Exercise prompt ->
Each line from the one containing "The fix accounts" to the end of the records should be copied exactly, and no other line.

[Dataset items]
════════════════
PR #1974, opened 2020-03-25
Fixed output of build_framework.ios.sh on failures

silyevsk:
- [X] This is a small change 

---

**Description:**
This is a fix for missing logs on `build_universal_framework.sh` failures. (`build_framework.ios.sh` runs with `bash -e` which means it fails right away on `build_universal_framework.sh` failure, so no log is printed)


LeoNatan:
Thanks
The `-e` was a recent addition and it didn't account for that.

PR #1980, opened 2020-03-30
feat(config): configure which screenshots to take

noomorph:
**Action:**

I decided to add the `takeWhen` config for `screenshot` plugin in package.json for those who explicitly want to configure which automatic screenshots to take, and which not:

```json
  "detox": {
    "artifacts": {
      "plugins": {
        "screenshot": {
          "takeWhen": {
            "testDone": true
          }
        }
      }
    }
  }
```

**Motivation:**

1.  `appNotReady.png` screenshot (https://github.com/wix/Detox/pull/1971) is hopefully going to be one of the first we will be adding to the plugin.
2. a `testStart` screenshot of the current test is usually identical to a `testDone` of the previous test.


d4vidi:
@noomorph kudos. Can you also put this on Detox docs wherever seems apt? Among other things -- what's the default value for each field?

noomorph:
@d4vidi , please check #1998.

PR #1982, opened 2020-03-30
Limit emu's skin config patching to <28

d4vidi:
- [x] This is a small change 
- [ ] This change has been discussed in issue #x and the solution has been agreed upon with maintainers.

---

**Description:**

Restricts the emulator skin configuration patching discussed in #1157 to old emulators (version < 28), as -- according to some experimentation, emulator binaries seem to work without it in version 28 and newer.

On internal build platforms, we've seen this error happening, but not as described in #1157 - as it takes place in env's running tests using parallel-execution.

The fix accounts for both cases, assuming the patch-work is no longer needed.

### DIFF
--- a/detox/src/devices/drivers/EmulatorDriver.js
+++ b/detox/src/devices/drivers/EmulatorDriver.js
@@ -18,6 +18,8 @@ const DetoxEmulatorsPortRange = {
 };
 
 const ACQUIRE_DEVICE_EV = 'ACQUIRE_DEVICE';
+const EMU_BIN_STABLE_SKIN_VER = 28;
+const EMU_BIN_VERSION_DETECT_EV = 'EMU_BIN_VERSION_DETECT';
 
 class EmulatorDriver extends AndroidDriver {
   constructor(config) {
════════════════
Problem solution ->
The fix accounts for both cases, assuming the patch-work is no longer needed.

### DIFF
--- a/detox/src/devices/drivers/EmulatorDriver.js
+++ b/detox/src/devices/drivers/EmulatorDriver.js
@@ -18,6 +18,8 @@ const DetoxEmulatorsPortRange = {
 };
 
 const ACQUIRE_DEVICE_EV = 'ACQUIRE_DEVICE';
+const EMU_BIN_STABLE_SKIN_VER = 28;
+const EMU_BIN_VERSION_DETECT_EV = 'EMU_BIN_VERSION_DETECT';
 
 class EmulatorDriver extends AndroidDriver {
   constructor(config) {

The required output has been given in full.